Dans un entretien au Figaro, le candidat de la droite et du centre, qui n'entend pas renoncer en cas de mise en examen, expose ses propositions dans le domaine de la sécurité.

 - Vous avez expliqué qu'une seule chose pouvait vous empêcher d'être candidat: être mis en examen. Est-ce toujours votre position aujourd'hui?

François FILLON. - J'avais souhaité que la justice agisse vite dans cette période particulière qu'est la campagne présidentielle. Mais la justice n'a pas pris de décision. L'enquête se poursuit et l'horloge tourne. Plus on s'approche de la date de l'élection présidentielle, plus il serait scandaleux de priver la droite et le centre d'un candidat. Je m'en remets désormais au suffrage universel. Ma décision est claire: je suis candidat et j'irai jusqu'à la victoire.

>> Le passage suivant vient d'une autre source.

PR #433, opened 2025-08-12
extra ignored test which can output the sql query for a set of scala …

andrew-nowak:
…params

## Accessibility

### DIFF
--- a/newswires/test/db/FingerpostWireEntrySpec.scala
+++ b/newswires/test/db/FingerpostWireEntrySpec.scala
@@ -1,6 +1,6 @@
 package db
 
-import conf.{SearchField, SearchTerm}
+import conf.{SearchField, SearchPresets, SearchTerm}
 import io.circe.parser.decode
 import helpers.SqlSnippetMatcher.matchSqlSnippet
 import helpers.models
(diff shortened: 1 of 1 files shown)


newswires/test/db/FingerpostWireEntrySpec.scala
```diff
@@ -320,4 +321,53 @@ class FingerpostWireEntrySpec extends AnyFlatSpec with Matchers with models {
...
+    // This is a textbook example of how to get hit by a SQL injection attack - this should be used
+    // for troubleshooting only, and if any part of the query comes from an untrusted source,
+    // you really need to scan the output to check that no part is attempting to perform malicious actions.
+    val fmted = query.parameters.foldLeft(
+      query.statement.replaceAll("\\?\\?", "?")
+    )((statement, param) => {
+      val matcher = "\\?(?![|?])"
+      param match {
+        case p: Int    => statement.replaceFirst(matcher, s"$p ")
+        case p: String => statement.replaceFirst(matcher, s"'$p' ")
```
bryophyta, line 364: just spotted that this will fail if the param is the name of a column, because that doesn't want to be placed inside `'`s.

we are currently doing that in some queries (I think here? https://github.com/guardian/newswires/blob/d00ab66faa21d9f8a046d00154673f71cdd6d490/newswires/app/db/FingerpostWireEntry.scala#L288-L293).

not sure if it's worth trying to account for this edge case in the code, but thought i'd flag it as something to be aware of for future travellers :)

PR #447, opened 2025-08-26
Add 'dotcopy' endpoint

bryophyta:
## What does this change?

- Add a new `api/dotcopy` route, which serves dotcopy items, and allows search/filtering on the following fields: `(q: Option[String], start: Option[String], end: Option[String], beforeId: Option[Int], sinceId: Option[Int])`
- As part of adding the dotcopy handler, I've added a `baseWhereClause` option to the where clause builder. This allows us to explicitly specify whether to include or exclude the email feed from results, close to the place where it matters (i.e. in the `query` and `dotcopy` functions). This allows us to remove the `QueryController.effectiveSuppliersToExclude` method, which (as @lindseydew pointed out) was hard to reason about.
- Refactor how we generate highlight clauses -- there are three separate places where we construct almost-identical clauses now, and there is some logic in there, so it felt like it made sense to abstract it.

## How to test

- [x] Check `api/dotcopy` and make sure emails are showing up, and that the filters work as expected.
- [x] Check that we still aren't showing emails in the main feed (e.g. search for 'Faulconbridge' today in the main feed and make sure my email from earlier doesn't show up)
- [x] Verify that highlights still work as expected

## Accessibility


newswires/app/db/FingerpostWireEntry.scala
```diff
@@ -124,11 +125,29 @@ object FingerpostWireEntry
...
   private[db] def buildSingleGetQuery(
       id: Int,
-      maybeFreeTextQuery: Option[String]
+      maybeFreeTextQuery: Option[SearchTerm]
   ): SQLSyntax = {
-    val highlightsClause = maybeFreeTextQuery match {
+    val highlightsClause =
+      buildHighlightsClause(maybeFreeTextQuery, highlightAll = true)
+
+    maybeFreeTextQuery match {
```
andrew-nowak, line 150: we can delete these lines now right? since they've been extracted above?

PR #454, opened 2025-09-02
Tweaks for displaying dataformatted items in feed list

bryophyta:
## What does this change?

- Add a 'table' icon to the feed item for stories with data formatting
- Fix the text wrapping and truncation for subheadings. 
  - Before we were replacing certain html tags with non-breaking spaces, but this mean that the truncation didn't work and text was overflowing its container sometimes.
  - I've looked to see if there are any unintended consequences of this change for rendering other items but I haven't been able to spot any yet

### Regular items are unchanged 

image

### Items with data formatting have a new icon

image

### Text truncation on subheadings is fixed

(See the third item down on both -- on the left the text is breaking out of the list)

image

## Accessibility

### DIFF
--- a/newswires/client/src/WireItemList.tsx
+++ b/newswires/client/src/WireItemList.tsx
@@ -1,5 +1,6 @@
 import {
 	EuiButton,
+	EuiIcon,
 	EuiScreenReaderOnly,
 	EuiText,
 	EuiTextBlockTruncate,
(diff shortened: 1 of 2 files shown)


newswires/client/src/WireItemList.tsx
```diff
@@ -146,7 +147,7 @@ function MaybeSecondaryCardContent({
 		return <p>{subhead}</p>;
 	}
 	const maybeBodyTextPreview = bodyText
-		? sanitizeHtml(bodyText.replace(/(<br \/>|<\/p>)/g, '&nbsp;'), {
+		? sanitizeHtml(bodyText.replace(/(<br \/>|<\/p>|<\/td>)/g, ' '), {
```
lindseydew, line 150: Curios about the nbsp change to a normal space here?

lindseydew (approved):
LGTM Nice one 👍

newswires/client/src/WireItemList.tsx
bryophyta: I can't find a good reference for this, but my understanding is that the usual line-wrapping algorithm won't break a line on an `&nbsp;` in the way it does for regular spaces. I think the issue here could also be addressed with CSS (something like `word-break: break-all;`) but this felt more straightforward, and less likely to affect other kinds of subheadings?

PR #455, opened 2025-09-02
Deduplicate slug in feed for items with data formatting

bryophyta:
## What does this change?

We've started getting the headlines through from Fip for items with data formatting, but the headline includes the slug. So we shouldn't add the slug to the headline in the feed view, for items with data formatting.

### Before

image

### After

image

## Accessibility

### DIFF
--- a/newswires/client/src/Item.stories.tsx
+++ b/newswires/client/src/Item.stories.tsx
@@ -37,6 +37,7 @@ const sampleItemData: WireData = {
 	ingestedAt: '2025-02-26T09:58:22.000Z',
 	categoryCodes: ['C:US', 'C:CA'],
 	isFromRefresh: false,
+	hasDataFormatting: false,
 };
 
 const meta = {
--- a/newswires/client/src/Item.stories.tsx
+++ b/newswires/client/src/Item.stories.tsx
@@ -2,6 +2,7 @@ import { EuiProvider } from '@elastic/eui';
 import type { Meta, StoryObj } from '@storybook/react-vite';
 import { SearchContextProvider } from './context/SearchContext';
 import { TelemetryContextProvider } from './context/TelemetryContext';
+import { UserSettingsContextProvider } from './context/UserSettingsContext';
 import { setUpIcons } from './icons';
 import { Item } from './Item';
 import type { WireData } from './sharedTypes';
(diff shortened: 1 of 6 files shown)


newswires/client/src/Item.stories.tsx
```diff
@@ -50,11 +52,13 @@ const meta = {
 		(Story) => (
 			<EuiProvider colorMode="light">
 				<TelemetryContextProvider sendTelemetryEvent={console.log}>
-					<SearchContextProvider>
-						<div style={{ maxWidth: '800px', margin: '0 auto' }}>
-							<Story />
-						</div>
-					</SearchContextProvider>
+					<UserSettingsContextProvider>
```
lindseydew, line 55: I might be missing something here, but I'm curious as to why this provider has been introduced and not used?

newswires/client/src/context/transformQueryResponse.test.ts
```diff
@@ -37,7 +38,67 @@ describe('transformWireItemQueryResult', () => {
 			...input,
 			supplier: UNKNOWN_SUPPLIER,
 			ingestedAt: '2025-01-02T00:00:00+00:00',
+			hasDataFormatting: false,
 		};
 		expect(transformWireItemQueryResult(input)).toEqual(expectedOutput);
 	});
+
```
lindseydew, line 45: 😍

newswires/client/src/WireItemList.tsx
```diff
@@ -75,17 +84,26 @@ export const WireItemList = ({
...
-			: '';
+	const hasNonEmptySlug = slug && slug.length > 0;
 
 	if (headline && headline.length > 0) {
+		/**
+		 * AAP and PA stories have useful slugs. But stories with 'data formatting' have
+		 * their slugs added to their headlines when we get them, so we don't need to add them again.
+		 */
+		const prefix =
+			(supplier === 'AAP' || supplier === 'PA') &&
```
lindseydew, line 97: I feel like these conditions could be abstracted out to perhaps a `showPrefix` boolean to make this ternary a bit simpler to parse

lindseydew (commented):
Nice looking good, just a couple of small comments

newswires/client/src/Item.stories.tsx
bryophyta: We wrote the the `useUserSettings` hook so that it throws an error at runtime if it's called outside of a `UserSettingsContextProvider` instance. In this case, the `Item` component has a child that uses the `useUserSettings` hook: https://github.com/guardian/newswires/blob/a9702cd7d0ca1092d2fcfa9e787565d98e4f502a/newswires/client/src/ToolsConnection.tsx#L181

I think the broader pattern comes from this post: https://kentcdodds.com/blog/how-to-use-react-context-effectively#typescript

newswires/client/src/WireItemList.tsx
bryophyta: good call, thanks! I've done that now 👍

PR #462, opened 2025-09-10
Search with modifiers for Category Codes

paperboyo:
_Co-authored by: copilot_

## What does this change?

À la Grid, this adds ability to exclude a certain category (add `categoryCodeExcl` filter) when holding Alt key over a Category Codes filter. It also changes the icon to `minusInCircle` when you hold Alt, but not for `check` icons (this isn’t strictly necessary, but I thought it nice and Chat said performance won’t be affected). Similarly to clicking plus, clicking minus adds and then removes `categoryCodeExcl` filter (toggle). We have not handled the case of clicking a `check` icon while holding Alt, because.

## How to test

Find a wire story with at least one Category Code, hold Alt observe the icon change, click and see the `categoryCodeExcl` added to query. Verify no other icons but plus icons only in Category Codes change when you hold Alt. Observe that we do not indicate a fact that certain category has been excluded, because a) it would be mad and b) it would ever only apply to the very wire one excluded a category from, because any subsequent ones from this query wouldn’t have that very category.
 
Users (yeah, right…) can focus their searches interactively, discovering the makeup of the corpus easier as-they-go without resorting to copy/pasting bits of URLs… 

## Have we considered potential risks?

We absolutely have not. We asked Mr. Chat about performance, but we blindly believed it. Plus, we haven’t asked Mr. Chat about the risk it poses itself. 

## Images

hover

## Accessibility

-   [x] [The change doesn't use only colour to convey meaning](https://github.com/guardian/accessibility/blob/main/people-and-technology/03-visual.md#use-of-colour)

### DIFF
--- a/newswires/client/src/WireDetail.tsx
+++ b/newswires/client/src/WireDetail.tsx
@@ -115,11 +115,19 @@ function CategoryCodeTable({ categoryCodes }: { categoryCodes: string[] }) {
 		const handleKeyUp = (e: KeyboardEvent) => {
 			if (!e.altKey) setIsAltPressed(false);
 		};
+		// Reset state when window loses focus (e.g., Alt+Tab)
+		const handleBlur = () => {
+			setIsAltPressed(false);
+		};
+
 		window.addEventListener('keydown', handleKeyDown);
 		window.addEventListener('keyup', handleKeyUp);
+		window.addEventListener('blur', handleBlur);
+
 		return () => {
 			window.removeEventListener('keydown', handleKeyDown);
 			window.removeEventListener('keyup', handleKeyUp);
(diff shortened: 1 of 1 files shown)


bryophyta (approved):
At first I was thinking that the key event handlers should be managed with the global shortcut key logic, but actually because the alt key logic a) only affects presentation within this component, and b) doesn't compete with global shortcut keys, I think it makes sense to have it in this component.

I've added one extra case to the useEffect callback, to reset the altkey state when the user navigates away from the window. (Otherwise, if `alt` is held down when the user goes away, the `keyup` event won't be caught by the window and so it'll still think the alt key's being held down when the user comes back)

PR #464, opened 2025-09-11
Ingestion time

lindseydew:
## What does this change?
This reads the `lastModified` time from the s3 file and uses this to persist the `ingested_time`, so that if we need to rerun the queue at a separate time the time persisted in the database can be tied to the document rather than when we ran the script. 

## How to test
Tested rerunning the dead letter queue and seeing documents be persisted in order. 

## Accessibility

### DIFF
--- a/cdk/lib/__snapshots__/whole-stack.test.ts.snap
+++ b/cdk/lib/__snapshots__/whole-stack.test.ts.snap
@@ -60,7 +60,7 @@ exports[`createStacks should create WiresFeeds and Newswires stacks with correct
     },
   },
   "Resources": {
-    "FingerpostDeadLetterQueueAlarm577676D8": {
+    "fingerpostDeadLetterQueueAlarm105C0EED": {
       "Properties": {
         "ActionsEnabled": false,
         "AlarmActions": [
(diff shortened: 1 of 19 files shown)


ingestion-lambda/src/db.ts
```diff
@@ -11,21 +11,24 @@ export async function putItemToDb({
...
 }): Promise<OperationResult<{ didCreateNewItem: boolean }>> {
 	const { content, supplier, categoryCodes } = processedObject;
+	const ingestedAt = lastModified ?? new Date();
 	try {
 		const result = await sql`
 		INSERT INTO ${sql(DATABASE_TABLE_NAME)}
-			(external_id, supplier, content, category_codes, s3_key)
-		VALUES (${externalId}, ${supplier}, ${content as never}, ${categoryCodes}, ${s3Key}) ON CONFLICT (external_id) DO NOTHING
+			(external_id, supplier, content, category_codes, s3_key, ingested_at)
+		VALUES (${externalId}, ${supplier}, ${content as never}, ${categoryCodes}, ${s3Key}, ${ingestedAt}) ON CONFLICT (external_id) DO NOTHING
```
bryophyta, line 31: have we verified that this will use the same format and timezone etc. as the current `ingested_at` column does?

PR #667, opened 2020-11-04
[wip] retry once on network error on requesting Mackerel API

astj:
https://github.com/mackerelio/mackerel-client-go/pull/112


astj:
=> #669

Que répondez-vous aux élus de votre parti qui estiment qu'il n'est plus possible aujourd'hui de faire campagne avec les affaires qui vous touchent?

On annonçait depuis plusieurs jours soit ma mise en examen, soit l'ouverture d'une information judiciaire et cela alimentait l'inquiétude de certains élus. On voit qu'il n'en est rien et donc je vais poursuivre ma campagne. Les conditions sont difficiles, je le reconnais. Je dois tout affronter: les mensonges, les attaques, le calendrier, les opérations ciblées pour perturber mes déplacements… On voit bien qu'il y a une opération lourde, conduite pour empêcher le candidat de la droite et du centre. Cela ne m'intimide pas et c'est en train de renforcer la volonté des électeurs de la droite et du centre. Ce sont des pratiques détestables qui ne me feront pas reculer.